• **YOUR INSTRUCTIONS**
When the string "patch" appears in a line of the records, show the whole line.
(Beginning of ENTRIES SUPPLIED)
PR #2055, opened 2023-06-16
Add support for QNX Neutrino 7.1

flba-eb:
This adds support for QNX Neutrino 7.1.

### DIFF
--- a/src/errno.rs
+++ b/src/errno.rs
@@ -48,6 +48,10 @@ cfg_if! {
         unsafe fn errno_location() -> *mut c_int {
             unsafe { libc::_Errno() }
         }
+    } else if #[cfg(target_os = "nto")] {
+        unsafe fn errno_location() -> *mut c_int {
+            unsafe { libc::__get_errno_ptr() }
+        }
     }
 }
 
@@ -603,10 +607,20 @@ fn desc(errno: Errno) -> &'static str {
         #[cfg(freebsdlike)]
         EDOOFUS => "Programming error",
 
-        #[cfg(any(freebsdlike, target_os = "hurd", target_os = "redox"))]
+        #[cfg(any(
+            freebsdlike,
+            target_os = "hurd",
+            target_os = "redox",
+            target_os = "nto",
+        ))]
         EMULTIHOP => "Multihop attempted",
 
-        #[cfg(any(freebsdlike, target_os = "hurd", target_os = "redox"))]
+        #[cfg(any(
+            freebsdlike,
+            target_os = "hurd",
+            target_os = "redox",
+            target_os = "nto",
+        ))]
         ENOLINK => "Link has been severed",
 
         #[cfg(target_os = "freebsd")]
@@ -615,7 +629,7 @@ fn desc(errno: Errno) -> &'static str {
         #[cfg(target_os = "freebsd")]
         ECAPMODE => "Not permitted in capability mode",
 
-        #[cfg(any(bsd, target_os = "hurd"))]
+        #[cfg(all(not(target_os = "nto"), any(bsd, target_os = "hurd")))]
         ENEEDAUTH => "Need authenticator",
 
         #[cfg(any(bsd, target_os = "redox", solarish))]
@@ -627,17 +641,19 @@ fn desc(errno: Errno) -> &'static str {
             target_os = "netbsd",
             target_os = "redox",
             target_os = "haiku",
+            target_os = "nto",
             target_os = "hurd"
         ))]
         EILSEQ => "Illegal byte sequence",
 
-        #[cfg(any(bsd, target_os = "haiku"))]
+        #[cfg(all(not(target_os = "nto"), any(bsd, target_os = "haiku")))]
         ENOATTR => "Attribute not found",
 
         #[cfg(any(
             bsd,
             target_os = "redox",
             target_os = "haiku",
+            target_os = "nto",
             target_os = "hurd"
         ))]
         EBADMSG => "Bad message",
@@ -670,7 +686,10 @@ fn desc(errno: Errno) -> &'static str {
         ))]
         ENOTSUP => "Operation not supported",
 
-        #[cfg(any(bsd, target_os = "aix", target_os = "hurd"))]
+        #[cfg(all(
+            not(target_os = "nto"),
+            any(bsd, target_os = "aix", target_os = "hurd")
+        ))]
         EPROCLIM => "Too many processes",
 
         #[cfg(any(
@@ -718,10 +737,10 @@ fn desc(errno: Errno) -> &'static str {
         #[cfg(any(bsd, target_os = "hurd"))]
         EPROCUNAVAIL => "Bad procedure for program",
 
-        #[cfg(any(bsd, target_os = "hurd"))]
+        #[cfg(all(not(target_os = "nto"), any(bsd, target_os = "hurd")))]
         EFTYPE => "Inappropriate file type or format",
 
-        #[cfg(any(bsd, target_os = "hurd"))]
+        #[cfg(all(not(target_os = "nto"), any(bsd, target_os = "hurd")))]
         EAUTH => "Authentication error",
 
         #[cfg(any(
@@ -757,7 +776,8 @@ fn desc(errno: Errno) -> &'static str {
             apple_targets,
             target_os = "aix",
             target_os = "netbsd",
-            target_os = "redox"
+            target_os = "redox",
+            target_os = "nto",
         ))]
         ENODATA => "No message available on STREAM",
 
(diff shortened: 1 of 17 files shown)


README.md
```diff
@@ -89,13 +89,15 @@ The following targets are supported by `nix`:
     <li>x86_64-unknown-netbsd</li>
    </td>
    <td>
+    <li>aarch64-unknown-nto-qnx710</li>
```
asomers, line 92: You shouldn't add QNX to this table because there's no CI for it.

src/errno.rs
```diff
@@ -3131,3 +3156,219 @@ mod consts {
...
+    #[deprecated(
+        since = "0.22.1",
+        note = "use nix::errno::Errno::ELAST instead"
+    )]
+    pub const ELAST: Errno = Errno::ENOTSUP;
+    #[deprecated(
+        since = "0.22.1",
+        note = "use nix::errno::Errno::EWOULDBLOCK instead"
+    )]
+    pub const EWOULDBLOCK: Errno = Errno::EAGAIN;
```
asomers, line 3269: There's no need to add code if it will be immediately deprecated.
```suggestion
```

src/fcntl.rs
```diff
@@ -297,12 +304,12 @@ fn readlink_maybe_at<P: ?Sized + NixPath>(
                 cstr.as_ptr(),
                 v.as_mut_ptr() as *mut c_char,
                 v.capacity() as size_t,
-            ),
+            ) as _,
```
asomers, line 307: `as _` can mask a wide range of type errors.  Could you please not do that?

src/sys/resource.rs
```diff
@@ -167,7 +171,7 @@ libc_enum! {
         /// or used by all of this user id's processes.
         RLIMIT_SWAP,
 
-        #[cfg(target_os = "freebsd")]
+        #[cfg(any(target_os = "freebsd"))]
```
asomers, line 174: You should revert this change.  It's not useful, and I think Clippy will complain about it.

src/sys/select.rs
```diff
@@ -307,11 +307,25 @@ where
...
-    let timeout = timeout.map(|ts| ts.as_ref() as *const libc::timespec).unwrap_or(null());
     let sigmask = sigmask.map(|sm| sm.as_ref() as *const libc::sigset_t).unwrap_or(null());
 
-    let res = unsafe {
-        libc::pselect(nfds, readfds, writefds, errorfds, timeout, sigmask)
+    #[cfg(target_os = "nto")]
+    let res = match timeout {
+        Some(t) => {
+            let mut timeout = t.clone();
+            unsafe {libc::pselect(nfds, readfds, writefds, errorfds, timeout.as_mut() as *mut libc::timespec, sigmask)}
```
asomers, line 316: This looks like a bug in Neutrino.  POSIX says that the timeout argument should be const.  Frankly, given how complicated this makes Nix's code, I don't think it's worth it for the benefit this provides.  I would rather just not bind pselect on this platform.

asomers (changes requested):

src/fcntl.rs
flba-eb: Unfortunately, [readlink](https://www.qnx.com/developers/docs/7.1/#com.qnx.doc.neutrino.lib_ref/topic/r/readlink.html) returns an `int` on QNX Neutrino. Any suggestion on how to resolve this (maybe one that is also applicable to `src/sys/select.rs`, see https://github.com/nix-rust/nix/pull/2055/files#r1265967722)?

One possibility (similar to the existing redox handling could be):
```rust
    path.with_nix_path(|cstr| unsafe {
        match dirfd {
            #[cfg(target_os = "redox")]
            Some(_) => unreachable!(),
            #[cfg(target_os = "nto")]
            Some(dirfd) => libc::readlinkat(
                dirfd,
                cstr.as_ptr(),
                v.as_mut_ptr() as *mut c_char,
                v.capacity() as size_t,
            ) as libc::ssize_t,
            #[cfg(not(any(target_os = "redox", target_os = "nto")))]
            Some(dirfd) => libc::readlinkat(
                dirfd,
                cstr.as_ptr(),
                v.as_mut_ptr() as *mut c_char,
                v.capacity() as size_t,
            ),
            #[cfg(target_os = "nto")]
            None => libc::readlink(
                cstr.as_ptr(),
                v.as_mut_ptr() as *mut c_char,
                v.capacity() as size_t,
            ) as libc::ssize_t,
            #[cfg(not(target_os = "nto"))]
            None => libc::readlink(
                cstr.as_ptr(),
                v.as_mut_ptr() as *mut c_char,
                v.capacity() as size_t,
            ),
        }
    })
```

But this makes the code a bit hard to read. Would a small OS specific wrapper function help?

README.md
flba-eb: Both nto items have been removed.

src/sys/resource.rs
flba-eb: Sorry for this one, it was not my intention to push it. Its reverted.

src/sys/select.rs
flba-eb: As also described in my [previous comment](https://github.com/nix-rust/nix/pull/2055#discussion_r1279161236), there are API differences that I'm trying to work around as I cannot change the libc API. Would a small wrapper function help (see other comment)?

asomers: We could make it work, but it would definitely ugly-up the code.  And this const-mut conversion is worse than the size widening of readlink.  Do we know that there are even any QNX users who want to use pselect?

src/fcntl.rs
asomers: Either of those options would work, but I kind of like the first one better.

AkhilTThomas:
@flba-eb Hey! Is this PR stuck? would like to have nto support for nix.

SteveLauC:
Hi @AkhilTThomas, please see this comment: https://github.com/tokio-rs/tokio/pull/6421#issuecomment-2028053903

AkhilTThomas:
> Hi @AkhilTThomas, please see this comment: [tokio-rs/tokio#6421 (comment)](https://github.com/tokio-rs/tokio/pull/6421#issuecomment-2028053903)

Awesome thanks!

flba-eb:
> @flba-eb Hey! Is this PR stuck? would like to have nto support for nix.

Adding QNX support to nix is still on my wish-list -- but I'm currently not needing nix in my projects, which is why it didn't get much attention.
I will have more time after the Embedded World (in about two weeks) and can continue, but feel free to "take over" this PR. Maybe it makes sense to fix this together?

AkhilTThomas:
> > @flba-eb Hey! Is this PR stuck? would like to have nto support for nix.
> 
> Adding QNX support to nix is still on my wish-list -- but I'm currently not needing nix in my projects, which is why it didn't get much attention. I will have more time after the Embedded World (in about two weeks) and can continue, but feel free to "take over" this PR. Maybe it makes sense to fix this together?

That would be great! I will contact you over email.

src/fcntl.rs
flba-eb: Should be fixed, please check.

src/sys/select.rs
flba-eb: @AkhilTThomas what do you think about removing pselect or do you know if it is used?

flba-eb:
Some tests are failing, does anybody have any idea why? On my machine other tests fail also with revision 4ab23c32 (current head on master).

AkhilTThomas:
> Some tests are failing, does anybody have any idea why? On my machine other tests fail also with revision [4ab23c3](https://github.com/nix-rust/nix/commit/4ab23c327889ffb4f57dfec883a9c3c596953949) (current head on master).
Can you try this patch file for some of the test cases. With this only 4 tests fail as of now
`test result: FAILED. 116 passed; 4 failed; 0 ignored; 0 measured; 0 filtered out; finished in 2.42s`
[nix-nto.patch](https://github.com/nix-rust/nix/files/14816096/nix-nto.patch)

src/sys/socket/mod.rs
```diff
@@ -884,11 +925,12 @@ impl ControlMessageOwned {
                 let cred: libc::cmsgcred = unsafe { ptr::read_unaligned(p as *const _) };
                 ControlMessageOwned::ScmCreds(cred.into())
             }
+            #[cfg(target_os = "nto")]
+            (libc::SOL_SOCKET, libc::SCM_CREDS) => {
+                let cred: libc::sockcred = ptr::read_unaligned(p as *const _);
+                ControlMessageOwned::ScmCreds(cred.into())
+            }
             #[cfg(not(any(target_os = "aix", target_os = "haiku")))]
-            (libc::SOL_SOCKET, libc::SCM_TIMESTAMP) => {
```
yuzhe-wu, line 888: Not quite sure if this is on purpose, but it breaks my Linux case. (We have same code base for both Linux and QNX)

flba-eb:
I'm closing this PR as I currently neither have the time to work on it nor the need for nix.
(End of ENTRIES SUPPLIED)
• **OUTPUT FOR THIS EXERCISE**
Can you try this patch file for some of the test cases. With this only 4 tests fail as of now
[nix-nto.patch](https://github.com/nix-rust/nix/files/14816096/nix-nto.patch)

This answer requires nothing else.